• What you will do: Repeat exactly the opening lines of the records, ending with the line that contains "### LINKED ISSUE #1562: Apache Solr Support!".

━━ Records shown ━━

PR #2123, opened 2019-11-30
Add Apache Solr Module

### LINKED ISSUE #1562: Apache Solr Support!
Please add support for [Apache Solr](http://lucene.apache.org/solr/) too. It already has an official [Docker Image](https://docs.docker.com/samples/library/solr/).

Thank you.

raynigon:
Fixes #1562

The Goal is to add support for Apache Solr.

# Checklist
## Default docker image
- [x] MUST show general good practices regarding container image tagging - e.g. we do not use latest tags, and we do not use tags that may be mutated in the future
- [x] MUST be legal for Testcontainers developers and Testcontainers users to pull and use. Mechanisms exist to allow EULA acceptance to be signalled, but images that can be used without a licence are greatly preferred. _(Apache License, see https://hub.docker.com/_/solr)_

## Module dependencies
  - they should be compileOnly if they are likely to already be on the classpath for users' tests (e.g. client libraries or drivers)
  - they can be implementation (and thus transitive dependencies) if they are very unlikely to conflict with users' dependencies.

## API (e.g. MyModuleContainer class)

- [x] The module's public API should only handle standard JDK data types and MUST not expose data types that come from compileOnly dependencies. This is to reduce the risk of compatibility problems with future versions of third party libraries.

## Documentation

  - [ ] A high level overview
  - [x] A usage example
  - [x] Dependency information


raynigon:
Hi @rnorth,

i think the world needs to have solr Testcontainers.
Too many people are using embedded Solr for testing...
Here is my proposal for an implementation.
If you have any ideas how to improve the implementation, please let me know.
If this PR doesnt fit your criterias, please tell me what i can to to meet them.
Thanks for reviewing.
Have a nice day :D

modules/solr/build.gradle
```diff
@@ -0,0 +1,8 @@
+description = "Testcontainers :: Solr"
+
+dependencies {
+    compile project(':testcontainers')
+    compile 'org.apache.httpcomponents:httpclient:4.5.10'
```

━━━

• Reply:
PR #2123, opened 2019-11-30
Add Apache Solr Module

### LINKED ISSUE #1562: Apache Solr Support!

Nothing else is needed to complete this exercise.